** DATA RECORDS **
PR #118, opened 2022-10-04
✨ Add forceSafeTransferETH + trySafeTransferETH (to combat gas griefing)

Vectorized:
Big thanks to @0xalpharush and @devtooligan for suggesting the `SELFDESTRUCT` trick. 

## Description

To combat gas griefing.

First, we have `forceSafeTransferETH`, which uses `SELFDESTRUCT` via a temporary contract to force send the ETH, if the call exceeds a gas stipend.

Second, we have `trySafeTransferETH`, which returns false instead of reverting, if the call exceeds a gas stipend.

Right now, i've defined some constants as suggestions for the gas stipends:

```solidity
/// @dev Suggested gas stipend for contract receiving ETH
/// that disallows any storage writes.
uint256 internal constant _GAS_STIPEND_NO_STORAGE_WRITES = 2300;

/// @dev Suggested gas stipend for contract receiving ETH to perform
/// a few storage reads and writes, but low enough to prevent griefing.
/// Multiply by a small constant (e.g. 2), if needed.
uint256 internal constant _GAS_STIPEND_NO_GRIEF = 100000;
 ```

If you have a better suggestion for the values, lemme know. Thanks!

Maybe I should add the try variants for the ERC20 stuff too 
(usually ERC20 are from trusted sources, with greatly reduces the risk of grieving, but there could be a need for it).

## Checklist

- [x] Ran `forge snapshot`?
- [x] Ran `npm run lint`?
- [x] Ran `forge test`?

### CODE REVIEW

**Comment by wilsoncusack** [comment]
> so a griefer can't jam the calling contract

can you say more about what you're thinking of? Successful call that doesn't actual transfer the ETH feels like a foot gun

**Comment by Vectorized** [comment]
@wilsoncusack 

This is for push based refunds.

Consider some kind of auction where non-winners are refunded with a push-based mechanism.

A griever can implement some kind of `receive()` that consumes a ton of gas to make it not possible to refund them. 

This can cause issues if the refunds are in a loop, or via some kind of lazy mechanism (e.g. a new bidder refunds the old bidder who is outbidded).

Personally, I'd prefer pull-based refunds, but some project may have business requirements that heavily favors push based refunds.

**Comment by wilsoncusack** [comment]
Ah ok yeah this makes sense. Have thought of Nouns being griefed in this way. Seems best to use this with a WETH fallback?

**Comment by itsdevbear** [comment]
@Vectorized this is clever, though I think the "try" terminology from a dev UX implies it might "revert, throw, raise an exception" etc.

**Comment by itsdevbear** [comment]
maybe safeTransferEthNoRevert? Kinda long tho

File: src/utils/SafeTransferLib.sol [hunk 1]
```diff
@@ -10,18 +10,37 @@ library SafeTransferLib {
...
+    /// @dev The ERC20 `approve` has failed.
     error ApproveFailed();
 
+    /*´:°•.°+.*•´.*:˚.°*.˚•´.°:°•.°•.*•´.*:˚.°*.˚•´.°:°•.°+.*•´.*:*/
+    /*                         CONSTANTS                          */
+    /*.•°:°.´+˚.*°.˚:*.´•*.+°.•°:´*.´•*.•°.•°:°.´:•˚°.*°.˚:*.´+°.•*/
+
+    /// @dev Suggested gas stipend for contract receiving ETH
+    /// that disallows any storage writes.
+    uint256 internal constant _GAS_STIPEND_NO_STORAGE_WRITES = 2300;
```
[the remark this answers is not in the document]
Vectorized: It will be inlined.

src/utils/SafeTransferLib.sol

** ASSIGNED TASK **
In these entries, some lines may contain the string "Suggested". Give the number of such lines and nothing more.

** ANSWER FOR THIS EXERCISE **
3